Geschichten über Abhängigkeit, Verwahrlosung und große Angst

Wer sind diese Leute? Und was bestimmt ihren Alltag, wenn sie ihre Arbeit abseits der breiten Öffentlichkeit verrichten?

Der Fall Kampusch mag einer der spektakulärsten seiner Art sein. Doch dass Kinder eingesperrt und misshandelt werden, kommt in Österreich jeden Tag vor. »Mit zugeschraubten Fenstern und versperrten Türen haben wir oft zu tun«, sagt Anton Schmid, Kollege der Kampusch-Betreuerin Pinterits in der Wiener Kinder- und Jugendanwaltschaft (KJA). Untypisch ist der Fall Kampusch, weil der Täter nicht aus dem Kreis der Familie kommt. Typisch ist er insofern, als »Eltern ihre Kinder oft nicht als eigenständige Wesen begreifen, sondern als ihr Eigentum. Bei Freiheitsberaubung haben die oft nicht einmal ein schlechtes Gewissen.«

Die KJA ist eine eher kleine Beratungs- und Betreuungsstelle der Gemeinde Wien, die mit öffentlichen und privaten Sozialeinrichtungen eng vernetzt ist und »die Interessen von Kindern und Jugendlichen wahren« soll, wie das Gesetz den Auftrag der Sozialstation formuliert. In der Praxis heißt das, dass den Mitarbeitern in dem unscheinbaren Neubaubüro im neunten Gemeindebezirk kaum eine Grausamkeit mehr fremd ist, die man Kindern antun kann.

Mit 4500 Fällen hat es die KJA in einem durchschnittlichen Jahr zu tun. Es rufen Lehrer an, wenn sie nicht mehr weiterwissen. Nachbarn, die Verdacht auf Misshandlungen geschöpft haben. Eltern, die mit ihren Kindern nicht mehr fertig werden. Kinder, die es daheim nicht mehr aushalten. Oder es ist die Polizei, die von einem Fall überfordert ist. Sexueller Missbrauch ist der häufigste Anlass, gefolgt von Konflikten um das Sorgerecht. Die Betreuer hören zu, begleiten Jugendliche auf Amtswegen und vor Gericht, helfen ihnen dabei, sich Schritt für Schritt aus einer gewalttätigen Umgebung zu lösen.

Es ist eine Arbeit, die ohne Aktenzahlen auskommt. Man blickt dabei tief in die Abgründe der Gesellschaft: Es sind Geschichten, die von Abhängigkeit und Überforderung, von Verwahrlosung und Angst erzählen. Liebe oder Hass spielen weit seltener eine Rolle als Gefühlsarmut und Gleichgültigkeit.

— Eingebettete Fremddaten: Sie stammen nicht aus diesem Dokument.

PR #1522, opened 2025-01-29
feat: add vitest & react-testing-library

ivyjeong13:
* install vitest & react-testing-library
* add some base test cases for agent

Screenshot 2025-01-30 at 12 06 05 PM


ui/admin/app/lib/model/agents.ts
```diff
@@ -9,25 +9,25 @@ export const KNOWLEDGE_TOOL = "knowledge";
 export type AgentBase = {
 	name: string;
 	description: string;
-	temperature?: number;
-	cache?: boolean;
+	temperature?: number | null;
```
ivyjeong13, line 12: While going through and making mocks, noticed some properties that had null that didn't match with your types so updated them as well. Lemme know if that's not needed and can revert!

ui/admin/app/lib/model/__mocks__/agents.ts
```diff
@@ -0,0 +1,44 @@
+import { Agent } from "~/lib/model/agents";
+
+export const mockedAgent: Agent = {
```
ivyjeong13: Thinking maybe just throwing all the mocks into the test directory as well instead?

ui/admin/vite.config.ts
```diff
@@ -4,6 +4,25 @@ import { defineConfig } from "vite";
...
+	plugins: [
+		!process.env.VITEST && reactRouter(),
+		tsconfigPaths(),
+		safeRoutes(),
+	],
 	base: "/admin/",
+	server: {
+		watch: {
+			// Exclude test files from HMR
+			ignored: !process.env.VITEST
```
ivyjeong13, line 16: Added changes here to avoid hot reloading React application when changing test files while running `make dev`. But when watching tests, changes in files will still trigger a re-run of the test suites.

ui/admin/vite.config.ts
```diff
@@ -4,6 +4,25 @@ import { defineConfig } from "vite";
 import tsconfigPaths from "vite-tsconfig-paths";
 
 export default defineConfig({
-	plugins: [reactRouter(), tsconfigPaths(), safeRoutes()],
+	plugins: [
+		!process.env.VITEST && reactRouter(),
```
ryanhopperlowe, line 8: why don't we want react router when testing?

ui/admin/app/components/agent/__tests__/Agent.test.tsx
```diff
@@ -0,0 +1,209 @@
...
+			"description",
+			mockedAgent.description || "Add a description...",
+			"placeholder",
+		],
+		["prompt", "Instructions", "textbox", 2],
+		["introductionMessage", "Introductions", "textbox"],
+	])("Updating %s triggers save", async (field, searchFor, as, index = 0) => {
+		render(
+			<AgentProvider agent={mockedAgent}>
+				<Agent />
```
ryanhopperlowe, line 92: should we add a way to change the debounce value for updates? (maybe a prop with default value) Waiting 1 second for a test is pretty crazy

ivyjeong13:
Also if we're interested in applying gherkins/BDD, I can add on vitest-cucumber. It will require a little tweaking of the tests but can be done.

ui/admin/vite.config.ts
ivyjeong13: Still looking for a solution, but seems like it doesn't work in the testing environment?

With it in, the following error occurs:
```
Error: React Router Vite plugin can't detect preamble. Something is wrong.
```

Removed it based on mentions from:
https://akoskm.com/react-router-vitest-example/

https://remix.run/docs/en/main/guides/vite#plugin-usage-with-other-vite-based-tools-eg-vitest-storybook

ryanhopperlowe: Oh interesting. Just curious

ryanhopperlowe (approved):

Anton Schmid, ein ausgebildeter Freizeitpädagoge, weiß, wie man mit Kids redet. Er will Eltern nicht entrechten und nicht die Supernanny spielen. Aber er hat schon einmal einem Vater ein Gewehr abgenommen. Er hat dafür gesorgt, dass ein Sporttrainer, der Buben begrabschte, gefeuert wurde, und er hat geheime Fluchtpläne für misshandelte Kinder ausgeheckt, wenn Gefahr in Verzug war. »Man muss überlegen, welche Sachen das Kind braucht und zu welchem Zeitpunkt niemand bei ihm zu Hause ist, damit es holen kann, was es benötigt. Nach der Schule geht es dann direkt ins Krisenzentrum. Ich rufe die Eltern erst an, sobald ich weiß, dass es dort in Sicherheit ist«, erzählt er.

Zwölf Krisenzentren (oder »die Krise«, wie die Betreuer sagen) gibt es in Wien. Gut möglich, dass Frau Kampusch nach ihrer Flucht in einer derartigen Einrichtung eine Zeit lang gelebt hat oder gegenwärtig noch dort lebt. Es sind Wohngemeinschaften mit jeweils acht Kindern oder Jugendlichen, die rund um die Uhr von Sozialpädagogen betreut werden. Das Krisenzentrum ist eine Art erste Zuflucht, ein Ort, an dem Kids zur Ruhe und wieder auf die Beine kommen können. Höchstens sechs bis acht Wochen bleiben sie hier. In dieser Zeit wird die Lage geklärt, werden Gespräche mit Eltern und Behörden geführt. »Man versucht, die jeweilige Krise zu definieren, die Gefährdungen aus dem Weg zu räumen und einen Neuanfang in der Familie zu finden«, erklärt Daniela Attwood vom Jugendamt.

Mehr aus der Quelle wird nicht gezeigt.